§ **WHAT THE TASK ASKS**
From the line with "joelvdavies, line 240: Also" to the line with "joshuadkitenge: If you", retype every line exactly, including those two, and leave out the rest of the data below.

§ **Records from a dataset**

PR #144, opened 2023-11-23
Integrate manufacturer into catalogue items v2 #108

MatteoGuarnaccia5:
## Description

Integrated manufacturer into catalogue items, changed dialog so that users are able to select a manufacturer from a autocomplete dropdown. they can also add a new manufacturer, which will then be added to dropdown list. The ID of the manufacturer is then passed through to the backend to be added to the catalogue item. Currently the table view displays all the fields of a manufacturer (name, address ,url, telephone number) but this is subject to change based upon CLFs feedback

Note - #132 merged into this PR. So this PR will essentially close it and the issue for it

## Testing instructions

Add a set up instructions describing how the reviewer should test the code

- [ ] Review code
- [ ] Check Actions build
- [ ] Review changes to test coverage

## Agile board tracking

closes #108
closes #129

PR #177, opened 2023-12-11
Move to catalogue item #173

### LINKED ISSUE #173: Move to Catalogue item

joshuadkitenge:
## Description

A user should be able to move a catalogue item from one category to another when the catalogue properties are exactly the same. They can do this by multi selecting catalogue items and clicking the move to button. Then they can navigating to the directory and move the catalogue items if the  catalogue are allowed to move it closes the dialogue if not it displays an error message  

## Testing instructions

- [ ] Review code
- [ ] Check Actions build
- [ ] Move a catalogue item
- [ ] Move error states
- [ ] {more steps here}

## Agile board tracking

closes #173


src/api/catalogueItem.tsx
```diff
@@ -191,3 +194,74 @@ export const useEditCatalogueItem = (): UseMutationResult<
...
+    const promises = MoveToCatalogueItem.catalogueItems.map(
+      async (item: EditCatalogueItem, index) => {
+        const { name, ...itemWithoutName } = item;
+
+        if (
+          MoveToCatalogueItem.selectedItems[index].catalogue_category_id ===
+          item.catalogue_category_id
+        ) {
+          const errorTransferState: TransferState = {
+            name: item.name ?? '',
```
joelvdavies, line 222: If you use the `selectedItems` in the map instead of `catalogueItems` you can avoid the `??` here as it has to be defined.

src/api/catalogueItem.tsx
```diff
@@ -191,3 +194,74 @@ export const useEditCatalogueItem = (): UseMutationResult<
...
+          };
+          transferStates.push(errorTransferState);
+
+          return;
+        }
+
+        return editCatalogueItem(itemWithoutName)
+          .then((result) => {
+            const successTransferState: TransferState = {
+              name: result.name ?? '',
```
joelvdavies, line 235:
```suggestion
              name: result.name,
```
When successful it should be defined.

src/api/catalogueItem.tsx
```diff
@@ -191,3 +194,74 @@ export const useEditCatalogueItem = (): UseMutationResult<
...
+            hasSuccessfulEdit = true;
+          })
+          .catch((error) => {
+            const response = error.response?.data as ErrorParsing;
+
+            const selectedItem = MoveToCatalogueItem.selectedItems.find(
+              (selectedItem) => selectedItem.id === item.id
+            );
+            const errorTransferState: TransferState = {
+              name: selectedItem?.name ?? '',
```
joelvdavies, line 249: If using my above suggestion using `selectedItems` in the map this wont be needed.
```suggestion
            const errorTransferState: TransferState = {
              name: selectedItem.name,
```

cypress/e2e/catalogue/catalogueItems.cy.ts
```diff
@@ -513,4 +513,67 @@ describe('Catalogue Items', () => {
...
+
+    cy.findByRole('dialog')
+      .should('be.visible')
+      .within(() => {
+        cy.contains(
+          'The destination catalogue item properties must precisely match the current destination. Ensure identical attributes, order, and formatting, with no spacing variations.'
+        );
+      });
+  });
+  it('Move here button is disabled when trying to move to the current location', () => {
```
joelvdavies, line 567: I think there should be either an e2e test or unit test to ensure the Move button is also disabled when attempting to move into a catalogue category that isn't a leaf.

joelvdavies (changes requested):
Core functionality worked well for me. Just two minor issues and some suggestions.

cypress/e2e/catalogue/catalogueItems.cy.ts
joshuadkitenge: That is already tested. When I checked if the button is disabled when the dialog is opened because it opens on a non leaf node

src/catalogue/items/catalogueItemsTable.component.tsx
```diff
@@ -3,6 +3,7 @@ import DeleteIcon from '@mui/icons-material/Delete';
 import EditIcon from '@mui/icons-material/Edit';
```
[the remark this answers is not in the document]
joshuadkitenge: you can trigger this error if you navigate to an empty leaf node and then navigate to the parent and navigate back to the empty leaf node the text would be off center. I'm guessing that the error is causing the dialog to rerender causing it to correct itself

cypress/e2e/catalogue/catalogueItems.cy.ts
joelvdavies: Doesn't that just mean its testing that its disabled if moving to the same place, rather than if the category is a leaf?

joshuadkitenge: No, because when a user opens the dialog is opens to the parent catalogue category and not the catalogue category that it is currently in

src/api/catalogueItem.tsx
```diff
@@ -191,3 +194,56 @@ export const useEditCatalogueItem = (): UseMutationResult<
...
+  AxiosError,
+  MoveToCatalogueItem
+> => {
+  const queryClient = useQueryClient();
+  return useMutation(async (moveToCatalogueItem: MoveToCatalogueItem) => {
+    const transferStates: TransferState[] = [];
+    let successfulIds: string[] = [];
+
+    const promises = moveToCatalogueItem.selectedItems.map(
+      async (item: EditCatalogueItem, index) => {
```
joelvdavies, line 209: I believe this type is now `CatalogueItem`

src/api/catalogueItem.tsx
```diff
@@ -191,3 +194,56 @@ export const useEditCatalogueItem = (): UseMutationResult<
...
+        return editCatalogueItem({
+          id: item.id,
+          catalogue_category_id:
+            moveToCatalogueItem.targetCatalogueCategory?.id,
+        })
+          .then((result) => {
+            transferStates.push({
+              name: result.name ?? '',
```
joelvdavies, line 217:
```suggestion
              name: result.name,
```
Since result is now of type CatalogueItem, which always has a name.

src/api/catalogueItem.tsx
```diff
@@ -191,3 +194,56 @@ export const useEditCatalogueItem = (): UseMutationResult<
...
+          });
+      }
+    );
+
+    await Promise.all(promises);
+
+    if (successfulIds.length > 0) {
+      queryClient.invalidateQueries({ queryKey: ['CatalogueItems'] });
+      queryClient.invalidateQueries({ queryKey: ['CatalogueBreadcrumbs'] });
+      successfulIds.map((id: string) =>
```
joelvdavies, line 242:
```suggestion
      successfulIds.forEach((id: string) =>
```
Very minor - but we don't need it to return a new array, so forEach should be slightly faster.

joelvdavies (changes requested):
Very minor comments, will test once more once develop is merged.

src/api/catalogueItem.tsx
```diff
@@ -191,3 +194,56 @@ export const useEditCatalogueItem = (): UseMutationResult<
...
+              state: 'error',
+            });
+          });
+      }
+    );
+
+    await Promise.all(promises);
+
+    if (successfulIds.length > 0) {
+      queryClient.invalidateQueries({ queryKey: ['CatalogueItems'] });
```
joelvdavies, line 240: Also just thought - Should we only invalidate the items needed here? We could do but not sure its worth the effort - the queries will refetch every so often anyway. I only did it for systems as it was simple to do due to the structure, but for catelogue categories it would require something like
image

joshuadkitenge: If you don't invalidate catalogue items the table is not going to update when the catalogue item is moved. I can change it so it only invalidate the queries for the target and the current location as those are the only only that need changing.

joshuadkitenge: image

src/api/catalogueItem.tsx
```diff
@@ -191,3 +194,74 @@ export const useEditCatalogueItem = (): UseMutationResult<
...
+        queryKey: [
+          'CatalogueItems',
+          moveToCatalogueItem.targetCatalogueCategory?.id,
+        ],
+      });
+      // Also need to invalidate each catalogue categories we are moving from (likely just the one)
+      const uniqueCatalogueCategoryIds = new Set(
+        successfulCatalogueCategoryIds
+      );
+      console.log(uniqueCatalogueCategoryIds);
```
joelvdavies, line 253:
```suggestion
```

src/api/catalogueItem.test.tsx
```diff
@@ -183,4 +185,134 @@ describe('catalogue items api functions', () => {
...
+
+  describe('useMoveToCatalogueItem', () => {
+    let props: MoveToCatalogueItem;
+
+    beforeEach(() => {
+      props = {
+        selectedItems: [
+          {
+            catalogue_category_id: '657305a01e468454e97b6389',
+            manufacturer: {
```
MatteoGuarnaccia5, line 197: The manufacturer should be `manufacturer_id` and an Id now that #144 has been merged

src/api/catalogueItem.test.tsx
```diff
@@ -183,4 +185,134 @@ describe('catalogue items api functions', () => {
...
+                name: 'center wavelength',
+                value: 10,
+                unit: 'nm',
+              },
+            ],
+            id: '657305e51e468454e97b638b',
+          },
+          {
+            catalogue_category_id: '657305a01e468454e97b6389',
+            manufacturer: {
```
MatteoGuarnaccia5, line 225: same here

src/catalogue/items/catalogueItemDirectoryDialog.component.test.tsx
```diff
@@ -0,0 +1,257 @@
...
+              unit: 'Joules',
+            },
+            {
+              name: 'Accuracy',
+              value: '±0.5%',
+              unit: '',
+            },
+          ],
+          id: '89',
+          manufacturer: {
```
MatteoGuarnaccia5, line 68: same here it should now be a `manufacturer_id`

src/catalogue/items/catalogueItemDirectoryDialog.component.test.tsx
```diff
@@ -0,0 +1,257 @@
...
+          description: 'Precision energy meters for accurate measurements. 27',
+          properties: [
+            {
+              name: 'Measurement Range',
+              value: 2000,
+              unit: 'Joules',
+            },
+          ],
+          id: '6',
+          manufacturer: {
```
MatteoGuarnaccia5, line 96: same here

MatteoGuarnaccia5 (changes requested):
Works for me, just one thing I noticed in a couple of the test files

MatteoGuarnaccia5 (approved):
LGTM

joelvdavies (approved):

§ **RESULT OF THE TASK**
joelvdavies, line 240: Also just thought - Should we only invalidate the items needed here? We could do but not sure its worth the effort - the queries will refetch every so often anyway. I only did it for systems as it was simple to do due to the structure, but for catelogue categories it would require something like
image

joshuadkitenge: If you don't invalidate catalogue items the table is not going to update when the catalogue item is moved. I can change it so it only invalidate the queries for the target and the current location as those are the only only that need changing.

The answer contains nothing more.